What you should do -
Look through the material and copy each line holding "inside".

*** Opening Supplied material ***

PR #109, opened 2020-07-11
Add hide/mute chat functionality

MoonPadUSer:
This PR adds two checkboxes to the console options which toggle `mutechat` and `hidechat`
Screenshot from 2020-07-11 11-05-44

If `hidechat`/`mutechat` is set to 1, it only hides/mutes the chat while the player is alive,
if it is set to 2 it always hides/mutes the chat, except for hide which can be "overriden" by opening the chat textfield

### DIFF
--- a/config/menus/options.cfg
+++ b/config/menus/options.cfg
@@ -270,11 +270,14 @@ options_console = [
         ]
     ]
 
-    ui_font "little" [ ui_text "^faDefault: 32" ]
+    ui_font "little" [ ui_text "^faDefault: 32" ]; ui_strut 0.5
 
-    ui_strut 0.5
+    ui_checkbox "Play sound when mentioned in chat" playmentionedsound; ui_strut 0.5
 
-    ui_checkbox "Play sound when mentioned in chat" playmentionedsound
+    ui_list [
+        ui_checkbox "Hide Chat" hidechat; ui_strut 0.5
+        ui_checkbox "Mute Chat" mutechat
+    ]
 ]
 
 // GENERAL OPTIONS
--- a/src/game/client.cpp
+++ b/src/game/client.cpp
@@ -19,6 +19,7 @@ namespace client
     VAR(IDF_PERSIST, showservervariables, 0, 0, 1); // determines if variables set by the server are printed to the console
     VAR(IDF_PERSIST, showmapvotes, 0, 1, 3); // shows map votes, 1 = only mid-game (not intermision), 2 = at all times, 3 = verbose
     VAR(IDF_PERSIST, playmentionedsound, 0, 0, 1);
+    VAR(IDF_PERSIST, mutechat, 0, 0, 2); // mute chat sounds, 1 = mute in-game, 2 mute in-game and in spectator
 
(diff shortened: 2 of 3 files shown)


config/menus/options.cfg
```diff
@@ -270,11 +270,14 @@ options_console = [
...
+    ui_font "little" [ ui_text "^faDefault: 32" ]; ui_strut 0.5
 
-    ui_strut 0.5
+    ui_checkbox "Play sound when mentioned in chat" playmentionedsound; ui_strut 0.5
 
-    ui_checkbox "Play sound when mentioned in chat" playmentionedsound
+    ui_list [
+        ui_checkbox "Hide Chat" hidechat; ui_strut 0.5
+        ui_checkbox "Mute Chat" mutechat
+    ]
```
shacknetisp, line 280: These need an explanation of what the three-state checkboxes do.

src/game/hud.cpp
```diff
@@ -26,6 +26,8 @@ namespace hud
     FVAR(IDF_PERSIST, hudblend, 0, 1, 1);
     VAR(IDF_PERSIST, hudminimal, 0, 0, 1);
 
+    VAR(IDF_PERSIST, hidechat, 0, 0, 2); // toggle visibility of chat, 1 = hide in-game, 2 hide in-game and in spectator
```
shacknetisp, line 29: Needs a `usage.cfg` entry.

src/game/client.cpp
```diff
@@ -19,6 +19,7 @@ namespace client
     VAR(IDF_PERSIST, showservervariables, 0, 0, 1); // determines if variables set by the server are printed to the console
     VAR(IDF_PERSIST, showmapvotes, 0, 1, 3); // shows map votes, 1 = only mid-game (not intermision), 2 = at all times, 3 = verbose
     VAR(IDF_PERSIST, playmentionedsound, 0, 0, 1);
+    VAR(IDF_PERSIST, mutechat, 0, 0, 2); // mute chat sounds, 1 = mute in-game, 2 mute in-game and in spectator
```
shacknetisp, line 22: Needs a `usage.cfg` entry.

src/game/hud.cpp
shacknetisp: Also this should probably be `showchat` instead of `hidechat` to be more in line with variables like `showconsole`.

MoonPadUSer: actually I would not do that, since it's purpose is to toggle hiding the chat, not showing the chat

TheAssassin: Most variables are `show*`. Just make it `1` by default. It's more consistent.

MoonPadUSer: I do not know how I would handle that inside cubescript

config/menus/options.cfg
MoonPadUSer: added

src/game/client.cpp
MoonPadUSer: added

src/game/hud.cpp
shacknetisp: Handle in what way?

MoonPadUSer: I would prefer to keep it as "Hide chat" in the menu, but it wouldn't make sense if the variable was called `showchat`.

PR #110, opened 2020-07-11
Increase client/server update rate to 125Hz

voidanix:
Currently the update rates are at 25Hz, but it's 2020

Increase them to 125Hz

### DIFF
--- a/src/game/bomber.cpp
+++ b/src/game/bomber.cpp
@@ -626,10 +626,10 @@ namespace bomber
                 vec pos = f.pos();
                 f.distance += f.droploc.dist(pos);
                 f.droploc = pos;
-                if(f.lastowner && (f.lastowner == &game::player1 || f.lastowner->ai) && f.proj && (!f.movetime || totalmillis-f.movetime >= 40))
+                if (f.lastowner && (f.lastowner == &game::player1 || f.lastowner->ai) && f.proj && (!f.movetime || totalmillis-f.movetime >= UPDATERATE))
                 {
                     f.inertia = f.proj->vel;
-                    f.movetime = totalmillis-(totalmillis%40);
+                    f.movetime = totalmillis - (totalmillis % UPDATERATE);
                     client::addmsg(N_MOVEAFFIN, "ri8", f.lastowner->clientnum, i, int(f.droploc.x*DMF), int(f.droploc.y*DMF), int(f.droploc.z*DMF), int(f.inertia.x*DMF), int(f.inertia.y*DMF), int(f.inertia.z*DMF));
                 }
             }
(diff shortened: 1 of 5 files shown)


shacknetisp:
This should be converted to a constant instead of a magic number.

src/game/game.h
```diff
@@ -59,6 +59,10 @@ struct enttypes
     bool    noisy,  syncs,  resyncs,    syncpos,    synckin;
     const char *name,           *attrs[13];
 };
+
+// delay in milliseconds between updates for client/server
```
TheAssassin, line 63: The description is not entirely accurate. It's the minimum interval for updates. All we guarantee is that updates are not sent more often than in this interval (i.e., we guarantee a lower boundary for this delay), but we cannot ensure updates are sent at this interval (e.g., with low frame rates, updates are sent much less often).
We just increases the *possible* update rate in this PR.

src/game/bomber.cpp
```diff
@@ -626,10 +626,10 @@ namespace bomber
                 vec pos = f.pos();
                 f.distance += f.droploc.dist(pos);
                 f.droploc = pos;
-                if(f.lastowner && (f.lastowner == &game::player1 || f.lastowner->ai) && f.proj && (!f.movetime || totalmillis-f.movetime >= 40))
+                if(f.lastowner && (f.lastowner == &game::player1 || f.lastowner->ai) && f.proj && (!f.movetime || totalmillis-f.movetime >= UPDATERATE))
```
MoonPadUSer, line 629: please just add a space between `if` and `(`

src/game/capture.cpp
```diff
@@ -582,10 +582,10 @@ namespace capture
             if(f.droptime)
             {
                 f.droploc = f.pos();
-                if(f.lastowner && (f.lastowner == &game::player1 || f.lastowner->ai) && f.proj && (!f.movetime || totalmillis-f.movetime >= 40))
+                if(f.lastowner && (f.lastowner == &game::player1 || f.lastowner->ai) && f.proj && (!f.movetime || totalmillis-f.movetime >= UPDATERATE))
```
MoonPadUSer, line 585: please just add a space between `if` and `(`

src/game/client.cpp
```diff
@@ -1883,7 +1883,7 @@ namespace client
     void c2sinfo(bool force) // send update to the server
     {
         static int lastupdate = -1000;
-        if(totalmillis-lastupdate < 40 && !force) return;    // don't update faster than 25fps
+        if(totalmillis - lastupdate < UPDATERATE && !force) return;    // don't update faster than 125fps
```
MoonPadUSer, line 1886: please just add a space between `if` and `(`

*** Closing Supplied material ***
*** Opening Supplied material ***

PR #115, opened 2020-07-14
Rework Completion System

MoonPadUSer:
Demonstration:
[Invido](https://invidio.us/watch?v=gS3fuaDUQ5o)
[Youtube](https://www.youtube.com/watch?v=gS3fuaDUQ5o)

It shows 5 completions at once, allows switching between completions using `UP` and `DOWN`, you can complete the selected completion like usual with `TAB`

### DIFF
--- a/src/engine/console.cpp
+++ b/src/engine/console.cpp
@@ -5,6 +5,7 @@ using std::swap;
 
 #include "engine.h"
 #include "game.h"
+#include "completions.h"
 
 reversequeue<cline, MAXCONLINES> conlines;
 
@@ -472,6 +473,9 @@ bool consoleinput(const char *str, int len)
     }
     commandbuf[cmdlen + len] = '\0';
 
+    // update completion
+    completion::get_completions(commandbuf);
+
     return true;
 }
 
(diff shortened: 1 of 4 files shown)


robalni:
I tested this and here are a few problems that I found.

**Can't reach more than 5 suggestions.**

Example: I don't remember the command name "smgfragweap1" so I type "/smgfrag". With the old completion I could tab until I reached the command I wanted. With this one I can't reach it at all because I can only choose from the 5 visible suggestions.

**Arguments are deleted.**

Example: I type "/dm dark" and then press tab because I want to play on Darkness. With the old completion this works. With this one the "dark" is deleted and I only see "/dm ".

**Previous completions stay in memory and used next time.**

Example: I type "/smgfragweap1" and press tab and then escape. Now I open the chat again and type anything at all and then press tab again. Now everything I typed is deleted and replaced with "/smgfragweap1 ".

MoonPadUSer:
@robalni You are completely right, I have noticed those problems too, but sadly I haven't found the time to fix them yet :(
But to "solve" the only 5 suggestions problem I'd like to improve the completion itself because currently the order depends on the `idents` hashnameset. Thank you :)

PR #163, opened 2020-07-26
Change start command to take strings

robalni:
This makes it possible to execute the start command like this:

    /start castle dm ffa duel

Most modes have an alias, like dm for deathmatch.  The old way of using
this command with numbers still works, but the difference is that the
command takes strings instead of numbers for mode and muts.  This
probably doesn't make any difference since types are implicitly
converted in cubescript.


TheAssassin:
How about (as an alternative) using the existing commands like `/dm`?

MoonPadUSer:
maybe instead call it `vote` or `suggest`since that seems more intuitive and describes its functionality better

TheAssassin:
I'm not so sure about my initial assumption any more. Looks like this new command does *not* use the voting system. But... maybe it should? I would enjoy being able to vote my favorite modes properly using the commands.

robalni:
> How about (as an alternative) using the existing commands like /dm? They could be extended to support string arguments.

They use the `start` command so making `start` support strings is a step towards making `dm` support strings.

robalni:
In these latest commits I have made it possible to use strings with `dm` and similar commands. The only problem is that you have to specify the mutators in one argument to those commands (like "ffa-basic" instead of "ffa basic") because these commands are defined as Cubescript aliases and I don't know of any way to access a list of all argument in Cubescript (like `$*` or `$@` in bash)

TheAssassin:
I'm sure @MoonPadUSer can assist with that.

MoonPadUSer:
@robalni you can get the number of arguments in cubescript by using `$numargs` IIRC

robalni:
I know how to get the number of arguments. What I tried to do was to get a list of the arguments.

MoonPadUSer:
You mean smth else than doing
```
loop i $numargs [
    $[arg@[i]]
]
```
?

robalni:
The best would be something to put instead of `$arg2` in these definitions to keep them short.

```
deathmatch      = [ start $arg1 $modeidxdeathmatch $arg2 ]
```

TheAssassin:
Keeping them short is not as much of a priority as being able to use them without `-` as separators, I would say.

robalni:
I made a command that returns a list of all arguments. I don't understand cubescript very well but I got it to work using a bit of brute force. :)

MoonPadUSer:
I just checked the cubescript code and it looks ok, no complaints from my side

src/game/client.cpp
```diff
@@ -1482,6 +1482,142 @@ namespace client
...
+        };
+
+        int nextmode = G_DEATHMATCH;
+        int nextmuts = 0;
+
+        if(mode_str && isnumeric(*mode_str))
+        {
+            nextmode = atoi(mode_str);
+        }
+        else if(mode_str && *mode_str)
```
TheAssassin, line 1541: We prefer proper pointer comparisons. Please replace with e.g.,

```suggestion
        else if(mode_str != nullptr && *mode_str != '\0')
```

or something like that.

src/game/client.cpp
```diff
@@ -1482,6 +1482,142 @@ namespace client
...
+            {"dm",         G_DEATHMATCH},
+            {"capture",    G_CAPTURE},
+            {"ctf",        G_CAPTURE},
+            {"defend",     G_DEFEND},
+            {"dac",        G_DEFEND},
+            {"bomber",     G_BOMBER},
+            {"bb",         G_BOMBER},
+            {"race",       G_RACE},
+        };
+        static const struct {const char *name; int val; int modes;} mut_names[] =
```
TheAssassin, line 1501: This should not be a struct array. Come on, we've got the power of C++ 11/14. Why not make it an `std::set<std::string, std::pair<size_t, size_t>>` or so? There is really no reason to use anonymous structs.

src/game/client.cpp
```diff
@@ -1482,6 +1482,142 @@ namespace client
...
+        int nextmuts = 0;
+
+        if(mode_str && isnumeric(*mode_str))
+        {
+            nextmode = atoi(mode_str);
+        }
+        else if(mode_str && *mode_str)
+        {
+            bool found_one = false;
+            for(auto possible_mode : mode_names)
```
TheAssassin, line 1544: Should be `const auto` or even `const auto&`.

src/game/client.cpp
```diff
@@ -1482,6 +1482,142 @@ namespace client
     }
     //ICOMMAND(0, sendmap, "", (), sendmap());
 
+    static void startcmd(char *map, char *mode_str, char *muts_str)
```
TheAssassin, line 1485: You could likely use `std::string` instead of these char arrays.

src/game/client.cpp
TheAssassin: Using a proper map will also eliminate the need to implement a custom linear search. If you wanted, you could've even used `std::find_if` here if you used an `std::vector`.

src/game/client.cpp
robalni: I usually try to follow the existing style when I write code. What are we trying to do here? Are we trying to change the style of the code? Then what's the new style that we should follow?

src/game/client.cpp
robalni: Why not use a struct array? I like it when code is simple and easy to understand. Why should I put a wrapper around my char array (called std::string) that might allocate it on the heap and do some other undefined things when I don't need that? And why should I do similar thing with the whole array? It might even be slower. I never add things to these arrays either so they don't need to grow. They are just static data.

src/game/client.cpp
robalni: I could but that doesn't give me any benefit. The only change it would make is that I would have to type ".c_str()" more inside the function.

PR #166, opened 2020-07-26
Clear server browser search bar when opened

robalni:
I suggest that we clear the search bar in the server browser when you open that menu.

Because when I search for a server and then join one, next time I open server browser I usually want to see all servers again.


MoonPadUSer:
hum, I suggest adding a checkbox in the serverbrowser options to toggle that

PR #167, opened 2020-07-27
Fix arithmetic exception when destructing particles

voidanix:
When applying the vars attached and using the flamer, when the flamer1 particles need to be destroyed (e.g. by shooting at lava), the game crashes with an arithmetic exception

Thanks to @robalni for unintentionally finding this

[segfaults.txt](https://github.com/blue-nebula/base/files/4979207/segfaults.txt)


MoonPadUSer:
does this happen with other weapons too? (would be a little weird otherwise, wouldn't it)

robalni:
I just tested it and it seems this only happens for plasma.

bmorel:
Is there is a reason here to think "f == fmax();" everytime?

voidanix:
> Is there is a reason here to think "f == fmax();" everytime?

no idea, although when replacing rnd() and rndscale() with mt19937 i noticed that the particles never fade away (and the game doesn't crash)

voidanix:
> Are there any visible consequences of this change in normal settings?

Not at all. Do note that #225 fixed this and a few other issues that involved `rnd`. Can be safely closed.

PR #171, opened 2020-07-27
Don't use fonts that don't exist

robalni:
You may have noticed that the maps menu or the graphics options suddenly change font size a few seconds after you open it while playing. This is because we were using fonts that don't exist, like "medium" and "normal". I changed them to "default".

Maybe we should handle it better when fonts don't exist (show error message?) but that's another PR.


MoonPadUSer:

*** Closing Supplied material ***

Output of the exercise -
MoonPadUSer: I do not know how I would handle that inside cubescript
robalni: I could but that doesn't give me any benefit. The only change it would make is that I would have to type ".c_str()" more inside the function.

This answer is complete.